# Best way to get inexpensive trees



## tkruger (Jan 18, 2009)

My new layout has allot more square footage and more rural area. For this reason I do not have enough trees. I am tired or pine trees. What is the best / least expensive way to get a variety of non pine trees? Leaning twords going with an early autumn look to add some color. They do not need to be 100% authentic but not toy like. Does anyone sell then in bulk?


----------



## MacDaddy55 (Aug 19, 2008)

*Make your own!!*

Hey tkruger, you might be better off making your own trees as the expense is just astronomical. You can look for deals on Walthers and Ebay but spending the Winter hours knocking out Maple, Birch and Oak trees can be very satisfying. I just went over to my neighbors and cut down all their Sedum which makes great trees. Theres a Model Railroader article on how to do it from a November 2009 issue I believe. I have been making thse things for 6 yrs now and you can't make them cheaper then this,,,once you create an assembly line you can just crank them out!! Also in the How-To section I have an article that helps...Good Luck!!:thumbsup:


----------



## MacDaddy55 (Aug 19, 2008)

*Take a look!*

Here's an older Pics of my Meat Packing Plant with some trees going into fall. Like I said its cheap and fun!!


----------



## sjm9911 (Dec 20, 2012)

Ive used dried out plants from outside, dipped them in polyurethane , they hold up good on the layout. That is untill the cat got in the basement and ate them!


----------



## Brakeman Jake (Mar 8, 2009)

Check this Ebay item...390196263666...from the picture shown,they look quite decent.They may not be perfect for up close,but can fill a forest for a decent price.I haven't tried them yet but am planning to order some...at 12 cents a tree,not worthed the trouble and leaves time for other layout chores.

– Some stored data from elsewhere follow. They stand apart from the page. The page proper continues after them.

PR #558, opened 2025-04-09
Add tests for nested constructor calls via `Cpp::Construct`

aaronj0:
Adds tests for nested constructor calls through `Cpp::Construct`


vgvassilev (approved):
LGTM!

Issue #500, opened 2025-02-11
[Feature Request]:  Add automated testing of CppInterOp in a browser/c++ tutorial demo of CppInterOp


mcbarton:
### Description of new feature

Now that it has been determined how to do automated emscripten tests of CppInterOp through the use of node, the next step will be to do automated tests within a browser environment. My recommendation is the creation of a c++ tutorial which can be run as part of the ci, which utilises CppInterOp. This will allow us to know exactly what c++ can be executed within a wasm environment by CppInterOp. This c++ tutorial can also be of us to others, wishing to learn c++.

PR #569, opened 2025-05-01
Run Emscripten tests in a browser

mcbarton:
# Description

This PR adds the ability to run the Emscripten tests in a browser. This partially contributes to the goal of https://github.com/compiler-research/CppInterOp/issues/500 , which is to run a c++ tutorial html file utilising CppInterOp, as part of automated testing.

Fixes # (issue)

These are for N scale but same seller has a wide choice of colors and sizes for other scales also.


----------



## The New Guy (Mar 11, 2012)

MacDaddy55 said:


> Hey tkruger, you might be better off making your own trees...spending the Winter hours knocking out Maple, Birch and Oak trees... Sedum makes great trees.:thumbsup:


Here, here!

Dried Sedum make nice looking trees indeed. Cheap, and easy.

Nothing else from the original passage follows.